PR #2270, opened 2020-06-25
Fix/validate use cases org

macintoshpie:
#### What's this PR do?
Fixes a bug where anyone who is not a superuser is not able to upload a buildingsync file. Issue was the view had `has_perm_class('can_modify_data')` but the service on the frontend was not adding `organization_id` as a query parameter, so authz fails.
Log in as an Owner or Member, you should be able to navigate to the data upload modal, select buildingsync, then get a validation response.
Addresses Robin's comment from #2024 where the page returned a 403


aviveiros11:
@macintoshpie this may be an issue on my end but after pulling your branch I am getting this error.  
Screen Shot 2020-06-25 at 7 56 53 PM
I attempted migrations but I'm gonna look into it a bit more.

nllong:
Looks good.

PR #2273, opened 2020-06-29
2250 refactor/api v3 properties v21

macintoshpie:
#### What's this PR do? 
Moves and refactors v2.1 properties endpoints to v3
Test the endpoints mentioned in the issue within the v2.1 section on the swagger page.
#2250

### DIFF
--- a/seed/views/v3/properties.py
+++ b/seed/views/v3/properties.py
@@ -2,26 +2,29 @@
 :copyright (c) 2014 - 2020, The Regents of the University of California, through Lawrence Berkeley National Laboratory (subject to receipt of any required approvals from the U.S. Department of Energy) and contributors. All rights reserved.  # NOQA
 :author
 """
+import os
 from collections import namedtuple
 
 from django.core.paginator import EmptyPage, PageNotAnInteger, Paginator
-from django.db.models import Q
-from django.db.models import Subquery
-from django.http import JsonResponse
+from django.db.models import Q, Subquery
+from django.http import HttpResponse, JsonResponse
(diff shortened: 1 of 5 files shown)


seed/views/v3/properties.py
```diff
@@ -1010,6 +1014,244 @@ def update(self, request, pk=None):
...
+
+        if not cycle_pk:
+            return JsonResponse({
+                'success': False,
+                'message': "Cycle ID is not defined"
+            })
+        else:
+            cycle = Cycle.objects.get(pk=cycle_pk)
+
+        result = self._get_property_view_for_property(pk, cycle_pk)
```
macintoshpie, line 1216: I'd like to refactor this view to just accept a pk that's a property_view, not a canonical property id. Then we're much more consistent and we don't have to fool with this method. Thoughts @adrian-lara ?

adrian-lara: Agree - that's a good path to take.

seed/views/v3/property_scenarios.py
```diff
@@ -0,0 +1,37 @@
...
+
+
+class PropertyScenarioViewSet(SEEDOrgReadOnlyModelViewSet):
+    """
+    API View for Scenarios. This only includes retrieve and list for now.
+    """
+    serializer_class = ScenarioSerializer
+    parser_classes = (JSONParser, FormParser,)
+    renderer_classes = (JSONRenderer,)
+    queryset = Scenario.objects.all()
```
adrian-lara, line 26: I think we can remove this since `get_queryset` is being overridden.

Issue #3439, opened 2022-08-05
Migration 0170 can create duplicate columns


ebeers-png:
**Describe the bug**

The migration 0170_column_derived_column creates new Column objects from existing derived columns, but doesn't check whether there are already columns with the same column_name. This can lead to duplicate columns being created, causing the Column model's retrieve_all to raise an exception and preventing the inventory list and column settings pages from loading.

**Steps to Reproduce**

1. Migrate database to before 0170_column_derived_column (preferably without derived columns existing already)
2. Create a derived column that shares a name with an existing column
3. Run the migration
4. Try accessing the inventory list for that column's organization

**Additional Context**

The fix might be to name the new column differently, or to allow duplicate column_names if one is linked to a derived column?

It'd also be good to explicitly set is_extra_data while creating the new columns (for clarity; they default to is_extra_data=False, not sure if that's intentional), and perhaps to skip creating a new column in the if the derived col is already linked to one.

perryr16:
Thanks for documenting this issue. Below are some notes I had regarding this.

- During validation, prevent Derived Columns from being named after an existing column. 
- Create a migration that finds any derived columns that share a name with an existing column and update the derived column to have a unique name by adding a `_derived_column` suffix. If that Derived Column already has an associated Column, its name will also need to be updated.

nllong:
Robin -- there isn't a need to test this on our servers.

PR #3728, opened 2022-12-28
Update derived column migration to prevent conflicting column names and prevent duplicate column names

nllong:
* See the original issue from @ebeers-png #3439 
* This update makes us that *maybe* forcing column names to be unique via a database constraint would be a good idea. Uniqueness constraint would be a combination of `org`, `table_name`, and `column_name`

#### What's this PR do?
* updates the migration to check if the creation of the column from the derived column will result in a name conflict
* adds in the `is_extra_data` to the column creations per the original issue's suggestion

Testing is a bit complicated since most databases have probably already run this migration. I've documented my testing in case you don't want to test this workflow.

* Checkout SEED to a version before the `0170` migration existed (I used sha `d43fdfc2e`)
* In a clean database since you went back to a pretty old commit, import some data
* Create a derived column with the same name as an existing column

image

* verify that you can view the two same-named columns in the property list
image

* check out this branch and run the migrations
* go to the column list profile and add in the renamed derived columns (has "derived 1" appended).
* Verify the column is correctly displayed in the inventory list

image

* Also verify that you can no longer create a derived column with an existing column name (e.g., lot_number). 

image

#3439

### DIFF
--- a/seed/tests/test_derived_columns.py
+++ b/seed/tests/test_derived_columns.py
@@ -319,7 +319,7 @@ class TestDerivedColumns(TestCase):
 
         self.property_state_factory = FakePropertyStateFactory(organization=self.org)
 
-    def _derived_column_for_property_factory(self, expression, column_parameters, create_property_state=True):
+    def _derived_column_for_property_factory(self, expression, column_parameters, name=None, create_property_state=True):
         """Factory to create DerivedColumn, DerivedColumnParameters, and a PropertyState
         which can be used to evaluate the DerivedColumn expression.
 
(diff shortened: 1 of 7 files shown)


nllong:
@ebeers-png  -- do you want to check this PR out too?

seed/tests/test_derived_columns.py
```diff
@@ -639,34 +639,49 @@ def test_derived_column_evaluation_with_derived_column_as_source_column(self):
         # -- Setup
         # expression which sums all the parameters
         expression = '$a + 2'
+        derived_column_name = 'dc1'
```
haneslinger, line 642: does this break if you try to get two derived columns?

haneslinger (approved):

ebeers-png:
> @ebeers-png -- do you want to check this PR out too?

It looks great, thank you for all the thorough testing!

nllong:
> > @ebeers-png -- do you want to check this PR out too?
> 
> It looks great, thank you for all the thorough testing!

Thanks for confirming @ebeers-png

*Activity*
State how many lines of the entries contain the word "where". Nothing besides the number belongs in the reply.

*Finished exercise*
2